Au nord d'Amsterdam, une piste cyclable solaire de 70 m est en service depuis deux ans, sur une voie où passent quelques 2.000 vélos par jour. Si le revêtement a mal résisté au premier hiver, le problème a été résolu depuis: la piste "SolaRoad" vient d'être prolongée de 20 mètres, assure TNO, société à l'origine du projet. "Nous avons des projets de routes solaires publiques pour 2018", précise Sten de Wit, de TNO.
L'Allemagne est aussi sur les rangs. "Nous projetons une route test de 150 m près de Cologne à l'été 2017, puis une route publique fin 2017", explique Donald Müller-Judex, ingénieur à l'origine du projet Solmove, basé en Bavière.

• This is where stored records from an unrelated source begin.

PR #3163, opened 2021-05-01
use net.ErrClosed (for Go 1.16)

### LINKED ISSUE #2933: Go 1.16: use net.ErrClosed

marten-seemann:
Fixes #2933.

@mvdan, can I ask for your review here?


marten-seemann:
Merging, as we need to cut a release.

PR #3171, opened 2021-05-08
Fix compilation with gccgo

### LINKED ISSUE #3168: Fails to compile with gccgo
When I try to compile github.com/syncthing/syncthing, which uses quic-go as a dependency, with gccgo I came accross the following error:

```
% CGO_ENABLED=1 go run build.go -no-upgrade
Notice: Next generation GUI will not be built; see --with-next-gen-gui.
......
# github.com/lucas-clemente/quic-go/internal/qtls
/tmp/ccw2vu1Y.s: Assembler messages:
/tmp/ccw2vu1Y.s:5968: Error: junk `.cipherSuiteTLS13ByID ' after expression
/tmp/ccw2vu1Y.s:5968: Error: invalid operands (*UND* and *UND* sections) for `/'
/tmp/ccw2vu1Y.s:5968: Error: invalid operands (*UND* and *UND* sections) for `/'
/tmp/ccw2vu1Y.s:5968: Error: can't resolve `L0' {*ABS* section} - `go1' {*UND* section}
exit status 2
exit status 1
```

As mentioned in #2883, the problem may be with `go:linkname`. It seems to me that gccgo is looking for mangled function names here.

After manually mangling the function name (` '.'->'_0' '/'->'_1' '-'->'_x2d'`)
```go
//go:linkname cipherSuiteTLS13ByID "github_0com_1marten_x2dseemann_1qtls_x2dgo1_x2d15.cipherSuiteTLS13ByID"
```
I managed to compile the package and the resulted binary seems working fine.

Maybe a new conditional file with `// +build gccgo` can solve this better?

My `go version`:
```
go version go1.16.3 gccgo (Gentoo 11.1.0 p1) 11.1.0 linux/amd64
```

My `go env`:
```
GO111MODULE=""
GOARCH="amd64"
GOBIN=""
GOCACHE="/home/<username redacted>/.cache/go-build"
GOENV="/home/<username redacted>/.config/go/env"
GOEXE=""
GOFLAGS=""
GOHOSTARCH="amd64"
GOHOSTOS="linux"
GOINSECURE=""
GOMODCACHE="/home/<username redacted>/go/pkg/mod"
GONOPROXY=""
GONOSUMDB=""
GOOS="linux"
GOPATH="/home/<username redacted>/go"
GOPRIVATE=""
GOPROXY="https://proxy.golang.org,direct"
GOROOT="/usr"
GOSUMDB="sum.golang.org"
GOTMPDIR=""
GOTOOLDIR="/usr/libexec/gcc/x86_64-pc-linux-gnu/11.1.0"
GOVCS=""
GOVERSION="go1.16.3 gccgo (Gentoo 11.1.0 p1) 11.1.0"
GCCGO="/usr/x86_64-pc-linux-gnu/gcc-bin/11.1.0/gccgo"
AR="ar"
CC="gcc"
CXX="g++"
CGO_ENABLED="1"
GOMOD="/dev/null"
CGO_CFLAGS="-g -O2"
CGO_CPPFLAGS=""
CGO_CXXFLAGS="-g -O2"
CGO_FFLAGS="-g -O2"
CGO_LDFLAGS="-g -O2"
PKG_CONFIG="pkg-config"
GOGCCFLAGS="-fPIC -m64 -pthread -fmessage-length=0 -fdebug-prefix-map=/tmp/go-build577597224=/tmp/go-build -gno-record-gcc-switches -funwind-tables"
```

OceanS2000:
gccgo handles `//go:linkname` directive differently from gc compiler. This PR adds conditional compiled code to make the package can be built with gccgo.

As for CI, a preliminary workflow for build test is added. However, currently `ubuntu-latest` only ships `gccgo` package that implements go 1.14, which is too old. Ubuntu 21.04 has the updated `gccgo` that implements go 1.16, but we have to wait for GitHub.

Fixes #3168.

### DIFF
--- a/.github/workflows/gccgo.yml
+++ b/.github/workflows/gccgo.yml
@@ -1,0 +1,14 @@
+on: [push, pull_request]
+jobs:
+  gccgo:
+    runs-on: ubuntu-latest
+    name: "gccgo Build"
+    steps:
+      - uses: actions/checkout@v2
+      - name: Install build utils
+        run: |
+          sudo apt-get update
+          sudo apt-get install -y gcc-multilib gccgo
+      - run: go-10 version
+      - name: Run build
+        run: go-10 build example/main.go
--- a/internal/qtls/gccgo115.go
+++ b/internal/qtls/gccgo115.go
@@ -1,0 +1,26 @@
+// +build go1.15
+// +build !go1.16
+// +build gccgo
+
+package qtls
+
+import (
+	"unsafe"
+
+	qtls "github.com/marten-seemann/qtls-go1-15"
+)
+
+//go:linkname cipherSuiteTLS13ByID "github_0com_1marten_x2dseemann_1qtls_x2dgo1_x2d15.cipherSuiteTLS13ByID"
+func cipherSuiteTLS13ByID(id uint16) *cipherSuiteTLS13
+
+// CipherSuiteTLS13ByID gets a TLS 1.3 cipher suite.
+func CipherSuiteTLS13ByID(id uint16) *CipherSuiteTLS13 {
+	val := cipherSuiteTLS13ByID(id)
+	cs := (*cipherSuiteTLS13)(unsafe.Pointer(val))
+	return &qtls.CipherSuiteTLS13{
+		ID:     cs.ID,
+		KeyLen: cs.KeyLen,
+		AEAD:   cs.AEAD,
+		Hash:   cs.Hash,
+	}
+}
--- a/internal/qtls/gc115.go
+++ b/internal/qtls/gc115.go
@@ -1,0 +1,26 @@
+// +build go1.15
+// +build !go1.16
+// +build gc
+
+package qtls
+
+import (
+	"unsafe"
+
+	qtls "github.com/marten-seemann/qtls-go1-15"
+)
+
+//go:linkname cipherSuiteTLS13ByID github.com/marten-seemann/qtls-go1-15.cipherSuiteTLS13ByID
+func cipherSuiteTLS13ByID(id uint16) *cipherSuiteTLS13
+
+// CipherSuiteTLS13ByID gets a TLS 1.3 cipher suite.
+func CipherSuiteTLS13ByID(id uint16) *CipherSuiteTLS13 {
+	val := cipherSuiteTLS13ByID(id)
+	cs := (*cipherSuiteTLS13)(unsafe.Pointer(val))
+	return &qtls.CipherSuiteTLS13{
+		ID:     cs.ID,
+		KeyLen: cs.KeyLen,
+		AEAD:   cs.AEAD,
+		Hash:   cs.Hash,
+	}
+}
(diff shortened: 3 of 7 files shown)


.github/workflows/gccgo.yml
```diff
@@ -0,0 +1,14 @@
...
+  gccgo:
+    runs-on: ubuntu-latest
+    name: "gccgo Build"
+    steps:
+      - uses: actions/checkout@v2
+      - name: Install build utils
+        run: |
+          sudo apt-get update
+          sudo apt-get install -y gcc-multilib gccgo
+      - run: go-10 version
```
marten-seemann, line 12: What is `go-10`?

internal/qtls/gccgo115.go
```diff
@@ -0,0 +1,116 @@
...
+}
+
+type cipherSuiteTLS13 struct {
+	ID     uint16
+	KeyLen int
+	AEAD   func(key, fixedNonce []byte) cipher.AEAD
+	Hash   crypto.Hash
+}
+
+//go:linkname cipherSuiteTLS13ByID "github_0com_1marten_x2dseemann_1qtls_x2dgo1_x2d15.cipherSuiteTLS13ByID"
```
marten-seemann, line 103: This is the only change to this file, isn't it? Can we split things up into separate files such that we don't need to duplicate the definition of all the constants and functions in this file?

.github/workflows/gccgo.yml
OceanS2000: In order to avoid conflict between default go compiler and gcc go compiler, gccgo package from Ubuntu has a suffix of corresponding gcc version, and it is `10` in this case meaning it comes with gcc 10. AFAIK, Debian uses the same convention, whereas Arch disallows  gccgo and default go compiler to be installed at the same time.

OceanS2000: However gcc 10 cannot compile go 1.15 properly, so we may need upstream GitHub base image to update.

OceanS2000:
I still need to figure out how to test it on CI. Moreover, it seems that gcc 10 supports go 1.14 and gcc 11 supports go 1.16; therefore there will be no need for a `gccgo115.go` file. Mark as draft for now.

marten-seemann:
Does [setup-go](https://github.com/actions/setup-go/) install gccgo?

OceanS2000:
> Does [setup-go](https://github.com/actions/setup-go/) install gccgo?

I don’t believe so, as https://github.com/actions/go-versions/blob/main/versions-manifest.json does not mention any gccgo version.

.github/workflows/gccgo.yml
marten-seemann: Makes sense. The Go versions available via `apt` are always unpredictable and usually outdated.
Can we download the code from golang.org?

marten-seemann:
Any progress with this PR?

marten-seemann:
Closing due to age.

Aux Etats-Unis, le Missouri "travaille" à l'installation d'environ 19 m2 sur un trottoir à proximité de la Route 66, indique à l'AFP Tom Blair, ingénieur au ministère des Transports de cet Etat (MoDOT) sans donner de date.
Objectif ambitieux mais coût élevé
A chaque fois, le concept est de coller sur la route des panneaux solaires protégés par une résine pour produire de l'électricité. Avantage: la production d'électricité ne gêne personne sur ces surfaces qui ne sont en moyenne occupées par les voitures que 20% du temps, selon Colas. Avec un million de km de routes, la France pourrait ainsi en théorie accéder à l'indépendance énergétique en pavant le quart de ses routes, met en avant la société.
Inconvénient: les panneaux à plat produisent moins d'électricité que les panneaux inclinés. Pour "300 kWh installés", les dalles Wattway produisent "5 à 10 kW de moins" que les toitures, selon M. Broizat.
Les sceptiques attendent aussi de voir si les panneaux résisteront effectivement, avec le temps, en dehors des laboratoires, au passage des poids-lourds et aux intempéries.
Surtout, le modèle économique reste à trouver: "Aujourd'hui Wattway est à 17 euros le watt-crête (unité de mesure de l'énergie solaire) raccordé", selon M. Broizat, contre 1,3 euro pour le solaire en grande toiture, selon le syndicat des énergies renouvelables (SER).
Mais Wattway compte d'ici à 2020, "rejoindre" le prix de production du solaire classique. Un objectif "ambitieux" mais "réaliste", selon Colas. Car le coût de production de l'énergie solaire classique a diminué de 60% entre 2009 et 2015, selon le SER.